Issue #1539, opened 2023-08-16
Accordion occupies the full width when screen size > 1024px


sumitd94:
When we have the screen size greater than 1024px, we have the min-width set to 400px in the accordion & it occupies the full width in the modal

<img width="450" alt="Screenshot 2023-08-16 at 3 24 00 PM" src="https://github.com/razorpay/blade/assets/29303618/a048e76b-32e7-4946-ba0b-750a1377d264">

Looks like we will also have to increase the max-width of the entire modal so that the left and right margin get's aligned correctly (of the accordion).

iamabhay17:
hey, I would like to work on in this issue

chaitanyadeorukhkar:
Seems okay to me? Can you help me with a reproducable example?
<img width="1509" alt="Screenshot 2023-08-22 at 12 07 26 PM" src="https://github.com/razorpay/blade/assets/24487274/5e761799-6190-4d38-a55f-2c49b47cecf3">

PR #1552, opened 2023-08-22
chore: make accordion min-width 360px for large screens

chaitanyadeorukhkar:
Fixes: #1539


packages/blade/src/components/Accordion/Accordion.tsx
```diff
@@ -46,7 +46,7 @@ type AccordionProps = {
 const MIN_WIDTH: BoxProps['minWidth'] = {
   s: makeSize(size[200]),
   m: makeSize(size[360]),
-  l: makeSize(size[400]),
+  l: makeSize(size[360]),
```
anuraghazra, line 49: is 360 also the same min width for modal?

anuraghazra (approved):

— Problem details —
Please list every line of the records that contains "also".

— Task solution —
Looks like we will also have to increase the max-width of the entire modal so that the left and right margin get's aligned correctly (of the accordion).
anuraghazra, line 49: is 360 also the same min width for modal?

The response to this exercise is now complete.